F1000Research, Sep 2018

The internally transcribed spacer (ITS) region between the small subunit ribosomal RNA gene and large subunit ribosomal RNA gene is a widely used phylogenetic marker for fungi and other taxa. The eukaryotic ITS contains the conserved 5.8S rRNA and is divided into the ITS1 and ITS2 hypervariable regions.

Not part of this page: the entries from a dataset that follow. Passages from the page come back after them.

Issue #6704, opened 2026-01-03
`Sort Tabs Alphabetically` still works when `Lock Tab Layout` is on


brian6932:
### Checklist

- [x] I'm reporting a problem with Chatterino
- [x] I've verified that I'm running **the most** recent nightly build or stable release
- [x] I've looked for my problem on the [wiki](https://wiki.chatterino.com/Help/)
- [x] I've searched the [issues and pull requests](https://github.com/Chatterino/chatterino2/issues?q=) for similar looking reports

### Describe your issue

1. Open some tabs with different names.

These regions are variable in length and are amplified using primers complementary to the conserved regions of their flanking genes. Previous work has shown that removing the conserved regions results in more accurate taxonomic classification. An existing software program, ITSx, is capable of trimming FASTA sequences by matching hidden Markov model profiles to the ends of the conserved genes using the software suite HMMER. ITSxpress was developed to extend this technique from marker gene studies using Operational Taxonomic Units (OTU’s) to studies using exact sequence variants; a method used by the software packages Dada2, Deblur, QIIME 2, and Unoise. The sequence variant approach uses the quality scores of each read to identify sequences that are statistically likely to represent real sequences. ITSxpress enables this by processing FASTQ rather than FASTA files. The software also speeds up the trimming of reads by a factor of 14-23 times on a 4-core computer by temporarily clustering highly similar sequences that are common in amplicon data and utilizing optimized parameters for Hmmsearch. ITSxpress is available as a QIIME 2 plugin and a stand-alone application installable from the Python package index, Bioconda, and Github.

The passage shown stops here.